McCarthy: I love this question. I think it’s still being defined. There are an increasing number of chief impact officers or heads of impact, however you want to define it. It’s a role which is responsible for embedding impact at every stage of investment management. At the heart of it, it’s holding somebody accountable to helping make sure that that always is a conversation and a dialogue. And creating the tools, resources and trying to make sure that the conversation is user friendly, so that it’s accessible.
ImpactAlpha: What is the biggest contribution of your work on IRIS+ to the investment field?
McCarthy: Starting around 2019 when we launched IRIS+ there was a noticeable pivot in the dialogue. It was less about, “should I? Why should I? What’s the value proposition?” and more about “How?” And that “how” just started to snowball.
IRIS+ demystifies a lot of the fear around engaging with impact. The guesswork of just getting started, like “how should we be thinking about impact? How do I create a mental map about it? Where do I start? Is there any evidence?” IRIS+ is a cheat sheet, almost, but it’s trusted, reliable, credible, vetted by thousands and thousands of experts. So I guess in a word: accessibility. There’s so many more ways that it can become more accessible, but like if I were to juxtapose it now versus 10 years it’s a way more accessible conversation.
ImpactAlpha: In the same vein, what are some of the limitations of IRIS+? As just one example, in December, Tom Adams of 60 Decibels took IRIS+ to task in ImpactAlpha for focusing on social and environmental outputs rather than outcomes.
McCarthy: I’m gonna frame it like this. I’m an eternal optimist. These are opportunities that we need to tackle. In the catalog, there are 17+ themes. These themes are incredibly helpful as an organizing construct. Many platforms out there are already taking them up. Pitchbook. Sustainalytics. They’re becoming normalized as ways to thematically orient investment portfolios.
The speed at which that stuff needs to get adopted is a limitation. If we want comprehensiveness and to expedite the process of all investors engaging with impact, having a pathway to entry across all themes is absolutely necessary. If I can’t find a comprehensive set of resources around climate and impact, and I have a portfolio that cuts across a bunch of environmental issues then I’m going to bounce.
That leads me to the second point. We can not get to benchmarks fast enough. Everybody and their Aunt are asking for them. To this point about greenwashing, the industry can say whatever it wants about how great X, Y and Z funds are performing, but against what bar? What’s the industry doing?
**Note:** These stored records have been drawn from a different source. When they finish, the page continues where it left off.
PR #398, opened 2022-12-19
Add `Collapse` component

### LINKED ISSUE #352: Create `Collapse` component
image

sjavora:
Should more things be customizable? Mainly thinking of the title/header and whether the separator should be hideable...

Resolves #352.

testCollapse 1

https://user-images.githubusercontent.com/12349477/208420408-13b07028-09d6-451c-b93b-eed4369fb6c1.mov


PavelHolec:
The version with fixed `Text` is good enough for what Orbit provides in design. In real usage, the non-collapsed content will be more custom than simple text though.

On top of the existing `String` based init, the component should accept two ViewBuilder arguments - the collapsed version (`header`) and the expanded `content` (these two will be concatenated in the VStack). The String-based init will then call this more generic one.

What’s the benchmark against which we’re comparing ourselves? That is a huge frontier and a huge need and it’s a limitation.
IRIS+ needs to cover off benchmarks across all those themes before it can be truly comprehensive. And I totally appreciate the point, I’m not dodging it, around outcomes. As the benchmarks become more comprehensive, we’ll start to see how each of those metrics and KPIs starts to show actual performance within the context of an outcome versus the individual data points.
ImpactAlpha: Stepping back, with the politicization of ESG, worker and climate policies out of Washington, the growth of the industry, where do you see opportunity going forward for impact investing as a field?
McCarthy: There are a whole bunch of conversations right now about ESG. Having good environmental management systems in place and managing risk to supply chains or workforce risk, and having good governance practices in place. This is good business. So I would say, let’s not get caught up in that. Instead, think about it as table stakes.
Where there’s a real opportunity is to talk about how we create value on top of that. That’s where this impact conversation comes in. If we’re thinking about it as value, I think that’s a really powerful concept. There’s value in creating a positive change. There’s value in addressing the Sustainable Development Goals. If we’re doing it very tactically, what does value creation look like in that environment?
That’s where we should put our effort. It’s less about what metrics, it’s less about what cool frameworks, and it’s more about, what value are we creating with each of these efforts and how can we create more of it?